PR #1428, opened 2022-10-11
test: extend vitest with (not) toContainDuplicates

Shinigami92:
Improving some tests with https://vitest.dev/api/#expect-extend

Not sure if there is even a better way instead of importing the ts file all over again

### DIFF
--- a/test/vitest-extensions.ts
+++ b/test/vitest-extensions.ts
@@ -1,20 +1,25 @@
 import { expect } from 'vitest';
 
 expect.extend({
-  toBeUnique<T>(received: T[]) {
+  toContainDuplicates<T>(received: T[]) {
+    const { isNot } = this;
+
     const uniques = new Set(received);
     const duplications = received.filter((entry) => !uniques.delete(entry));
     const uniqueDuplication = [...new Set(duplications)];
 
     return {
-      pass: uniqueDuplication.length === 0,
-      message: () => `Duplicated values are: [${uniqueDuplication.join(', ')}]`,
+      pass: uniqueDuplication.length !== 0,
+      message: () =>
+        isNot
+          ? `Duplicated values are [${uniqueDuplication.join(', ')}]`
+          : `No duplicate values in [${received.join(', ')}]`,
     };
   },
 });
 
 interface CustomMatchers {
-  toBeUnique(): void;
+  toContainDuplicates(): void;
 }
 
 declare global {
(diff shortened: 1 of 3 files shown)


ST-DDT (approved):

test/vitest-extensions.ts
```diff
@@ -0,0 +1,28 @@
+import { expect } from 'vitest';
+
+expect.extend({
+  toBeUnique<T>(received: T[]) {
```
ST-DDT, line 4: Maybe `toNotContainDuplicates`?

Shinigami92: I'm kinda against to name it `...Not...` as the usual syntax is more like using `expect(x).not.toBe...`
But using `expect(x).not.toBeContainDuplicates()` is also not that great :thinking: (it's to long?!)

xDivisionByZerox: `toHaveUniqueEntries` (or `toHaveUniqueElements` if those are more preferrable). Works with `not`: 
`expect(array).not.toHaveUniqueEnties()`.

test/vitest-extensions.ts
```diff
@@ -0,0 +1,28 @@
...
+    const uniques = new Set(received);
+    const duplications = received.filter((entry) => !uniques.delete(entry));
+    const uniqueDuplication = [...new Set(duplications)];
+
+    return {
+      pass: uniqueDuplication.length === 0,
+      message: () => `Duplicated values are: [${uniqueDuplication.join(', ')}]`,
```
xDivisionByZerox, line 11: What does an error message of this matcher looks like? Is the matchers name name included? Otherwise it isn't immediately clear that an element was supposed to have unique elements.

test/vitest-extensions.ts
Shinigami92: I'm good with `toHaveUniqueEntries` :+1: 
Does someone want to change it? Otherwise I'm available in 1-2 hours to change it

Shinigami92: For now we committed us on `.not.toContainDuplicates` for better readability
I personally expect that in the future we might get a matcher from vitest directly that is not maintained on our side anymore but their community

test/vitest-extensions.ts
Shinigami92: We experimented a bit around with it, and this is one example:

image

The other case around is like the same with the opposite text

xDivisionByZerox (approved):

━━━━━━━━━━

Restate all the material above, keeping each word as it is.

# Answer area:
PR #1428, opened 2022-10-11
test: extend vitest with (not) toContainDuplicates

Shinigami92:
Improving some tests with https://vitest.dev/api/#expect-extend

Not sure if there is even a better way instead of importing the ts file all over again

### DIFF
--- a/test/vitest-extensions.ts
+++ b/test/vitest-extensions.ts
@@ -1,20 +1,25 @@
 import { expect } from 'vitest';
 
 expect.extend({
-  toBeUnique<T>(received: T[]) {
+  toContainDuplicates<T>(received: T[]) {
+    const { isNot } = this;
+
     const uniques = new Set(received);
     const duplications = received.filter((entry) => !uniques.delete(entry));
     const uniqueDuplication = [...new Set(duplications)];
 
     return {
-      pass: uniqueDuplication.length === 0,
-      message: () => `Duplicated values are: [${uniqueDuplication.join(', ')}]`,
+      pass: uniqueDuplication.length !== 0,
+      message: () =>
+        isNot
+          ? `Duplicated values are [${uniqueDuplication.join(', ')}]`
+          : `No duplicate values in [${received.join(', ')}]`,
     };
   },
 });
 
 interface CustomMatchers {
-  toBeUnique(): void;
+  toContainDuplicates(): void;
 }
 
 declare global {
(diff shortened: 1 of 3 files shown)


ST-DDT (approved):

test/vitest-extensions.ts
```diff
@@ -0,0 +1,28 @@
+import { expect } from 'vitest';
+
+expect.extend({
+  toBeUnique<T>(received: T[]) {
```
ST-DDT, line 4: Maybe `toNotContainDuplicates`?

Shinigami92: I'm kinda against to name it `...Not...` as the usual syntax is more like using `expect(x).not.toBe...`
But using `expect(x).not.toBeContainDuplicates()` is also not that great :thinking: (it's to long?!)

xDivisionByZerox: `toHaveUniqueEntries` (or `toHaveUniqueElements` if those are more preferrable). Works with `not`: 
`expect(array).not.toHaveUniqueEnties()`.

test/vitest-extensions.ts
```diff
@@ -0,0 +1,28 @@
...
+    const uniques = new Set(received);
+    const duplications = received.filter((entry) => !uniques.delete(entry));
+    const uniqueDuplication = [...new Set(duplications)];
+
+    return {
+      pass: uniqueDuplication.length === 0,
+      message: () => `Duplicated values are: [${uniqueDuplication.join(', ')}]`,
```
xDivisionByZerox, line 11: What does an error message of this matcher looks like? Is the matchers name name included? Otherwise it isn't immediately clear that an element was supposed to have unique elements.

test/vitest-extensions.ts
Shinigami92: I'm good with `toHaveUniqueEntries` :+1: 
Does someone want to change it? Otherwise I'm available in 1-2 hours to change it

Shinigami92: For now we committed us on `.not.toContainDuplicates` for better readability
I personally expect that in the future we might get a matcher from vitest directly that is not maintained on our side anymore but their community

test/vitest-extensions.ts
Shinigami92: We experimented a bit around with it, and this is one example:

image

The other case around is like the same with the opposite text

xDivisionByZerox (approved):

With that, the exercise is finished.